In this point-and in this only-I confess myself a member of the Silver-Fork School ; and if this tale but induce one of my readers to pause, to examine in his own mind solemnly, and ask, "Do I or do I not eat pease with a knife?"-to see the ruin which may fall upon himself by continuing the practice, or his family by beholding the example, these lines will not have been written in vain. And now, whatever other authors may be, I flatter myself, it will be allowed that I, at least, am a moral man.

By the way, as some readers are dull of comprehension, I may as well say what the moral of this history is. The moral is this Society having ordained certain customs, men are bound to obey the law of society, and conform to its harmless orders.

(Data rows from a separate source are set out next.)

Issue #1500, opened 2021-08-21
🐛 ipv6 loopback


hotrungnhan:
**Fiber version**
v2.17.0
**Issue description**
i findout a little UI isuee with ipv6, that the console not giving me rightaway loopback ip. It must be [::1]:port not [::]
 ┌───────────────────────────────────────────────────┐
 │                     trueIPV6                      │
 │                   Fiber v2.17.0                   │
 │                 http://[::]:8000                  │
 │                                                   │
 │ Handlers ............. 2  Processes ........... 1 │
 │ Prefork ....... Disabled  PID .............. 9972 │
 └───────────────────────────────────────────────────┘
**Code snippet**
```go
package main

import "github.com/gofiber/fiber/v2"

func main() {

  var set = fiber.Config{
	  Network:                 fiber.NetworkTCP6,
  }
  app := fiber.New(set)

  // Steps to reproduce

  log.Fatal(app.Listen(":3000"))
}
```

techytoes:
@ReneWerner87 can I work on this issue? Thanks!

ReneWerner87:
Sure

techytoes:
@ReneWerner87 can you please help me with documentation for testing locally? 🙇🏼

hi019:
@techytoes I can help. What issue are you facing?

techytoes:
@hi019 I have made the changes. Just wanted to test these locally. Couldn't find any supporting documentation. Can you please help me with this?

hi019:
@techytoes you should be able to just run `go test`

PR #1517, opened 2021-09-03
🩹  Fix: corrects ipv6 loopback ip shown on UI

techytoes:
Fixes: #1500

### DIFF
--- a/app.go
+++ b/app.go
@@ -954,8 +954,13 @@ func (app *App) startupMessage(addr string, tls bool, pids string) {
 
 	host, port := parseAddr(addr)
 	if host == "" {
-		host = "0.0.0.0"
+		if app.config.Network == NetworkTCP6 {
+			host = "[::1]"
+		} else {
+			host = "0.0.0.0"
+		}
 	}
+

If I should go to the British and Foreign Institute (and heaven forbid I should go under any pretext or in any costume whatever)-if I should go to one of the tea-parties in a dressinggown and slippers, and not in the usual attire of a gentleman, viz. pumps, a gold waistcoat, a crush hat, a sham frill, and a white choker-I should be insulting society, and eating pease with my knife. Let the porters of that Institute hustle out the individual who shall so offend. Such an offender is, as regards society, a most emphatical and refractory Snob. It has its code and police as well as governments, and he must conform who would profit by the decrees set forth for their common comfort.

I am naturally averse to egotism, and hate self-laudation consumedly; but I can't help relating here a circumstance illustrative of the point in question, in which I must think I acted with considerable prudence.

Being at Constantinople a few years since-(on a delicate mission), the Russians were playing a double game, between ourselves, and it became necessary on our part to employ an extra negotiator-Leckerbiss Pasha of Roumelia, then Chief Galeongee of the Porte, gave a diplomatic banquet at his summer palace at Bujukdere. I was on the left of the Galeongee, and the Russian agent, Count de Diddloff, on his dexter side. Diddloff is a dandy who would die of a rose in aromatic pain: he had tried to have me assassinated three times in the course of the negotiation; but of course we were friends in public, and saluted each other in the most cordial and charming manner.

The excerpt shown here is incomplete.